Stored data

Content starts

PR #99, opened 2026-08-13
Shared core, phase 1: subtree the core repo in and move DxSpot into it

mm5agm:
Phase 1 of the shared-core plan Colin and Fabio agreed by email on 2026-08-13. The plan itself lives in the IWC repo at [`docs/design/shared-core-plan.md`](https://github.com/mm5agm/Icom_Web_Control/blob/develop/docs/design/shared-core-plan.md); the short version is that IWC was cloned from YWC, so most of the code above the radio layer is the same code maintained twice — measured this month at **62 of 89 shared-path files effectively identical**.

New repository: **[mm5agm/Radio_Web_Control_Core](https://github.com/mm5agm/Radio_Web_Control_Core)**, public, GPL-3.0, pulled in here at `core/` as a **git subtree**.

## What actually moved

`Models/DxSpot.cs`, and nothing else. It was byte-identical to IWC's copy bar the namespace, which is exactly why it was picked — **the point of phase 1 is to find out whether the plumbing survives, not to share anything valuable.**

`Services/DxClusterService.cs` is the only C# file in this repo that used the type. Everything else matching "DxSpot" is the unrelated `DxSpotAgeMinutes` setting or browser code.

## The bit that matters for this repo specifically

The core targets **`net10.0`, not `net10.0-windows`**, and the `ProjectReference` is deliberately **not** conditioned on `TargetFramework`. This repo multi-targets for the macOS/Linux CAT-only host, and a Windows-only core would have built fine against IWC and then broken the second TFM here silently — nobody developing on Windows would have noticed.

Both TFMs are built and checked below.

## The one line that must not be tidied away

```xml
<Compile Remove="core\**" />
```

The Web SDK globs `**/*.cs`. Without this, every file in the subtree is compiled **twice** — once into `RadioWebControl.Core.dll` and once straight into this assembly — and the error names duplicate types rather than the cause. `Content`, `None` and `EmbeddedResource` are removed alongside it, matching how `Workers/` is already excluded a few lines up.

## Verified

- `dotnet build -f net10.0-windows` — clean, 0 warnings.
- `dotnet build -f net10.0` — clean, 0 warnings.
- The **exact CI publish command** (`--framework net10.0-windows --configuration Release --runtime win-x64 --self-contained true --output publish`) lands `RadioWebControl.Core.dll` beside `Yaesu_Web_Control.exe`.
- `installer.nsi` needs **no change** — it takes the publish folder wholesale.

## Not verified

- An actual install over an existing install.
- The macOS/Linux host **on real macOS or Linux** — only its TFM was compiled here, on Windows. @fabiojvalente, if you get a moment, a `dotnet build -f net10.0` on your Mac is the one check I can't do.
- Anything on the radio. **This change cannot reach CAT** — `DxSpot` is a cluster DTO and never touches the wire.

## Why subtree and not submodule

A plain `git clone` of this repository must still build with no extra steps. Commands are in `core/README.md`; to pull later core changes down:

```bash
git subtree pull --prefix=core https://github.com/mm5agm/Radio_Web_Control_Core.git main --squash
```

Companion PR in IWC does the identical thing there. Nothing else moves — the rest migrates **opportunistically, on touch**, not in a batch.


fabiojvalente:
Hi @mm5agm 

Will try later locally in the meantime I believe you can test this your self by triggering a build on the branch

Head to actions and trigger a new one, ti will cover windows, linux (docker) and macos 

image

The build seems to be failing 
https://github.com/mm5agm/Yaesu_Web_Control/actions/runs/31714904080

I believe the workflow/action needs to checkout the repo

mm5agm:
Hi Fabio — thanks for `feauter/enhance-subtree`. I've gone through it properly and it's genuinely useful work: the scripts guard exactly the traps that bit us on phase 1, and the docs are accurate about the thing that matters most — that `core/` is already in a clone and a subtree pull must never become a build step.

Two housekeeping points and one real bug.

### Please open a PR for it

There's no PR on that branch, so nothing has run against it. That mattered less last week, but #101 has just landed a `pull_request:` trigger on both this repo and Icom Web Control, so a PR into `develop` now gets a real Windows publish + NSIS build and a Docker build before merge — which is precisely what would have caught the `core/` restore breakage in #99. A branch push on its own still gets nothing.

Also, minor: the branch is `feauter/enhance-subtree` — typo for `feature/`. Worth renaming before the PR so it sorts with the others. It's currently 3 commits behind `develop` (#100 and #101), so a rebase at the same time would be tidy.

### The bug: `update-core.ps1` fails on its first run on Windows

Line 68:

```powershell
& git remote get-url $RemoteName *> $null
if ($LASTEXITCODE -ne 0) {
    Write-Host "Adding git remote $RemoteName -> $Url"
    ...
}
```

In **Windows PowerShell 5.1**, redirecting a native executable's stderr wraps each stderr line in an `ErrorRecord`, and with `$ErrorActionPreference = 'Stop'` at the top of the script that becomes a *terminating* error. So on the one run where the remote genuinely doesn't exist — the first run, on every fresh clone — the script dies at that line instead of falling through and adding the remote.

Reproduced on a clean clone of your branch:

```
PS> .\scripts\update-core.ps1
git.exe : error: No such remote 'radio-core'
At ...\scripts\update-core.ps1:68 char:1
+ & git remote get-url $RemoteName *> $null
    + FullyQualifiedErrorId : NativeCommandError
exit 1
```

I checked both redirect forms — `*> $null` and `2>$null` both throw. This is 5.1-specific behaviour, so if you're testing under `pwsh` 7 you won't see it — worth knowing that this box has 5.1 only, no `pwsh` installed, so here it fails every time on first use.

The fix that avoids the whole class of problem is to not redirect a native command at all:

```powershell
$remotes = & git remote
if ($LASTEXITCODE -ne 0) {
    throw 'git remote failed.'
}
if ($remotes -notcontains $RemoteName) {
    Write-Host "Adding git remote $RemoteName -> $Url"
    Invoke-Checked git @('remote', 'add', $RemoteName, $Url) "git remote add $RemoteName"
}
```

Verified end to end on a clean clone with no `radio-core` remote:

```
Adding git remote radio-core -> https://github.com/mm5agm/Radio_Web_Control_Core.git
git subtree pull --prefix=core radio-core main --squash
Subtree is already at commit ea28c6c6f33c23ac08e2e5994113b0ae6e1d490b.
```

Line 44 (`& git rev-parse --is-inside-work-tree 2>$null`) is the same trap on a colder path — run outside a git repo it will throw `NativeCommandError` rather than print your friendly `not a git repository`. Same one-line style of fix if you want it.

The `.sh` is **not** affected — `if ! git remote get-url … >/dev/null 2>&1` is correct, and I confirmed it adds the remote and pulls cleanly on a first run.

### Everything else I tested, and it all passed

- `update-core.sh`: dirty-tree guard, missing `core/` guard (the error helpfully carries the first-time `subtree add` line), unknown-action guard, `--help`, first-run remote add, and the pull itself.
- `update-core.ps1` beyond line 68: dirty-tree guard, and the pull once the remote exists.
- The `git-subtree` availability check resolves correctly against Git for Windows (`.../mingw64/libexec/git-core/git-subtree`).
- `Makefile` — targets correct, and I'm glad you made the point in the comment that they're deliberately not dependencies of `build`/`run`.
- `core/README.md` documents the same operations with the URL inline rather than a named remote; the two don't contradict each other, so no change needed.

One worry I had going in, now retracted: that `push-core` would diverge, because `subtree pull --squash` flattens history and a later `subtree push` might not find a common base. Rather than guess, I tested it — `git subtree split --prefix=core` on a fresh clone resolves to `ea28c6c`, identical to `radio-core/main`, sharing a merge base with identical trees. Your `push-core` target is sound.

### One suggestion

The same subtree, and the same absence of these scripts, exists in [Icom Web Control](https://github.com/mm5agm/Icom_Web_Control). If you're happy to, the matching pair there would be welcome — the two repos are meant to stay symmetrical around `core/`.

Thanks again — this is exactly the kind of thing that stops the subtree becoming folklore.

PR #106, opened 2026-08-14
Consume the shared AdifParser and calibration-engine

mm5agm:
Consume `AdifParser` from the shared core (Radio_Web_Control_Core), dropping the local copy.

- Subtree-pulled the core's AdifParser + first test project into `core/`.
- Deleted the app's own `Services/AdifParser.cs` (150 lines, was byte-identical to the core version bar branding).
- `MemoryController` now imports `RadioWebControl.Core.Services` and calls the renamed `AdifModeToRadioMode`.

Builds 0 warnings / 0 errors. Depends on the core PR (mm5agm/Radio_Web_Control_Core).


mm5agm:
Follow-up on this branch: consume the shared calibration-engine.js.

The engine now lives in the core subtree (`core/js/calibration/`). A
`CopySharedCoreJs` MSBuild target copies `core/js` into `wwwroot` before
AssignTargetPaths, so the file is first-class Content on a clean first build
(EnableDefaultContentItems is false and the wwwroot glob is evaluated before
targets run). The wwwroot copy is git-ignored -- core/js is the single source
of truth. Import paths are unchanged.

Verified locally: clean first build regenerates the file and lists it in the
static web assets manifest; a second build adds no duplicate Content item;
publish lands it in publish/wwwroot.

PR #107, opened 2026-08-14
Release the FTdx101 front-panel meters outside of transmit

mm5agm:
## The problem

`MeterPollingService` sends `MS13;` (left = Compression, right = SWR) on **every 500 ms poll cycle**. That is what makes the FTdx101 touchscreen meters unchangeable - whatever the operator picks is stomped twice a second - and it is the only thing a video stream of the front panel can ever show.

## The key observation

Both borrowed values are **TX-only**. `MeterPollingService` already forces `SWRMeter = 0` and `CompressionMeter = 0` whenever the radio is not transmitting. So during receive the poller was pinning the display to harvest readings it then threw away.

Every other meter is read with a command that does not care what is on the screen: `RM5` power, `RM4` ALC, `RM7` IDD, `RM8` VDD, `RM9` temp, `SM0`/`SM1` S-meter. Only compression and SWR need the meter slots, and only during transmit.

So no duty-cycle sampling is needed. Borrow at TX, hand back afterwards, and the radio shows the operator's own meters for the whole of receive.

## What this PR does

1. **`MS13` only while transmitting.** On TX start, borrow the pair and read `RM0` as before. On TX end, hand them back.
2. **Return delay of 10 s.** Deliberately longer than a between-overs gap. Releasing the instant TX drops would flap the display once per over on SSB and strobe it on QSK CW break-in, which would be worse than leaving it pinned. A normal QSO keeps the meters borrowed for its duration; they come back during genuine idle time, which is when a front-panel video feed is worth watching anyway.
3. **Learn the operator's selection.** `MS` is Set/Read/Answer/**AI** on every supported model, and `GetInitialValues` already sends `MS;` - the answer was just dropped on the floor. Added an `MS` case to `CatMessageDispatcher` that records it, plus the auto-info the radio pushes when the operator changes meters on the front panel.
4. **One settle cycle discarded** after the switch (500 ms), so the first `RM0` after `MS13` cannot report a value still belonging to the previous selection.
5. **Shutdown restore** returns the operator's own selection instead of the hard-coded `MS01`.

## Compatibility with the other Yaesu models

I checked the `MS` definition in every CAT manual in `docs/manuals/`, and **the parameter encoding is different on almost every model**:

| Model | Format | Codes |
|---|---|---|
| FTdx101MP/D | `MSP1P2;` | MAIN 0=POW 1=COMP 2=TEMP / SUB 0=ALC 1=VDD 2=ID 3=SWR |
| FTdx10 | `MSP1P2;` | 0=PO 1=COMP 2=ALC 3=VDD 4=ID 5=SWR, P2 fixed 0 |
| FT-710 | `MSP1P2;` | 0=PO 1=COMP 2=ALC 3=VDD 4=ID 5=SWR, P2 fixed 0 |
| FTDX5000MP/D | `MSP1;` | 0=COMP 1=ALC 2=PO 3=SWR 4=ID 5=VDD |
| FT-991A | `MSP1;` | 0=COMP 1=ALC 2=PO 3=SWR 4=ID 5=VDD |
| FTDX3000 | `MSP1;` | 0=COMP 1=ALC 3=SWR 4=ID 5=VDD (no PO) |

`MS13` therefore means completely different things depending on the radio, and would be malformed on the single-parameter models.

Two things keep this safe:

- **Only FTdx101MP/D ever write `MS`.** That was already true (the `useRm0Pair` gate) and is unchanged. FTdx10 / FT-710 / FTDX3000 / FTDX5000 / FT-991A read compression and SWR with `RM3`/`RM6` directly and never touch `MS`, so **their front-panel meters were always free** and no CAT traffic changes for them at all.
- **The captured selection is stored as raw digits and never interpreted.** We replay exactly what the radio told us it had, which works on 1-digit and 2-digit models alike with no per-model table. The new dispatcher case is read-only and format-agnostic.

## For Fabio (@fabiojvalente) - video stream

This is the change that lets the front panel in the video feed show the operator's own meters instead of being permanently stuck on Compression + SWR. Worth testing together with the audio/video work to confirm:

- the meters visibly return to the operator's choice about 10 s after an over
- the flip at TX start is not distracting on the stream
- nothing in the stream pipeline is upset by the meter area changing

If 10 s is wrong for streaming, `MeterReturnDelay` in `MeterPollingService` is a one-line change and is the obvious candidate to promote to a Settings field.

## Bench testing needed (FTdx101MP)

- [ ] Change the meters on the touchscreen during receive - do they stay changed?
- [ ] Transmit - do they flip to Comp + SWR, and does SWR still read correctly in the web UI?
- [ ] Does SWR come up as fast as before, or is it a beat late? (If late, `BorrowSettleCycles` is the knob.)
- [ ] After ~10 s of receive, do the operator's meters come back?
- [ ] Quick CW / QSK overs - is the display stable rather than flapping?
- [ ] Quit YWC - are the operator's meters restored (not `MS01`)?
- [ ] Confirm the log shows `[Meters] Operator front-panel meter selection is MS..` at startup, which proves the `MS;` read is being captured.
- [ ] Any other model (FTdx10 in particular) - confirm compression and SWR are unchanged.

## Deliberately not in this PR

**Pre-arming.** When YWC itself initiates TX (web UI, voice, rigctld) we could borrow the meters before the radio keys, removing the settle delay for those paths. Hardware PTT (mic or foot switch) cannot be pre-armed, so it would only help some cases, and it adds cross-service coupling. Left as a follow-up if the settle cycle proves to be a problem in testing.

**Releasing the left meter slot.** We only strictly need SWR, which lives in the right slot. If `RM3` reads compression standalone on the FTdx101 (it does on every other model), we could borrow only the right slot and leave the operator's left meter alone even during transmit. That needs a bench measurement on real hardware before it can be relied on - happy to do it as a follow-up if you want to check whether `RM3` returns sane compression values on the MP.

No version bump or release notes in this PR.

### DIFF
--- a/Services/CatCommands.cs
+++ b/Services/CatCommands.cs
@@ -21,8 +21,14 @@
         // METER READING COMMANDS (RM)
         public const string MeterPower = "RM5";    // Power output meter (0-255)
         public const string MeterSWR = "RM6";      // SWR meter (0-255) — NOTE: RM6 returns stale/wrong values on FTdx101MP; use SetMetersSWR+MeterBoth instead
-        public const string SetMetersCompAndSWR = "MS13"; // Select Compression(left) + SWR(right) for RM0 read
-        public const string SetMeterPower       = "MS01"; // Restore the default Power meter on shutdown so the user's radio is left in a normal state
+        public const string SetMetersCompAndSWR = "MS13"; // FTdx101MP/D ONLY: Compression(left) + SWR(right) for the RM0 read
+        public const string SetMeterPower       = "MS01"; // FTdx101MP/D ONLY: POW(left) + ALC(right) — the radio's own default pair
+
+        // Fallback used when restoring the operator's meters and YWC never saw an
+        // MS answer (radio powered up mid-session, init answer lost, etc.). MS01 on
+        // the FTdx101 is POW + ALC, which is what the radio shows out of the box —
+        // the same value the pre-existing shutdown restore has always used.
+        public const string DefaultFtdx101MeterSelection = "01";
         public const string MeterBoth = "RM0";            // Read both currently-selected meters: RM0LLLRRR;
         public const string MeterALC = "RM4";      // ALC meter (0-255)
         public const string MeterComp = "RM3";     // Compression meter (0-255)
--- a/Services/CatCommands.cs
+++ b/Services/CatCommands.cs
@@ -22,13 +22,16 @@
         public const string MeterPower = "RM5";    // Power output meter (0-255)
         public const string MeterSWR = "RM6";      // SWR meter (0-255) — NOTE: RM6 returns stale/wrong values on FTdx101MP; use SetMetersSWR+MeterBoth instead
         public const string SetMetersCompAndSWR = "MS13"; // FTdx101MP/D ONLY: Compression(left) + SWR(right) for the RM0 read
-        public const string SetMeterPower       = "MS01"; // FTdx101MP/D ONLY: POW(left) + ALC(right) — the radio's own default pair
+        public const string SetMeterPower       = "MS00"; // FTdx101MP/D ONLY: POW(MAIN) + ALC(SUB) — the radio's own default pair
 
         // Fallback used when restoring the operator's meters and YWC never saw an
-        // MS answer (radio powered up mid-session, init answer lost, etc.). MS01 on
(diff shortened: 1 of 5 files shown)


fabiojvalente:
@mm5agm 

I've tested but I don't think this affected the mighty ftdx10 as it only have one meter (you can configure it for the ALC etc) and it stays as configured during and after TX

Before
image

TX
image


After
image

Content ends

### What you are asked to do
With the first line being the one containing "This is the" and the last line the one containing "- [ ] After", transcribe exactly the lines above that fall in that range.

### Response to the task
This is the change that lets the front panel in the video feed show the operator's own meters instead of being permanently stuck on Compression + SWR. Worth testing together with the audio/video work to confirm:

- the meters visibly return to the operator's choice about 10 s after an over
- the flip at TX start is not distracting on the stream
- nothing in the stream pipeline is upset by the meter area changing

If 10 s is wrong for streaming, `MeterReturnDelay` in `MeterPollingService` is a one-line change and is the obvious candidate to promote to a Settings field.

## Bench testing needed (FTdx101MP)

- [ ] Change the meters on the touchscreen during receive - do they stay changed?
- [ ] Transmit - do they flip to Comp + SWR, and does SWR still read correctly in the web UI?
- [ ] Does SWR come up as fast as before, or is it a beat late? (If late, `BorrowSettleCycles` is the knob.)
- [ ] After ~10 s of receive, do the operator's meters come back?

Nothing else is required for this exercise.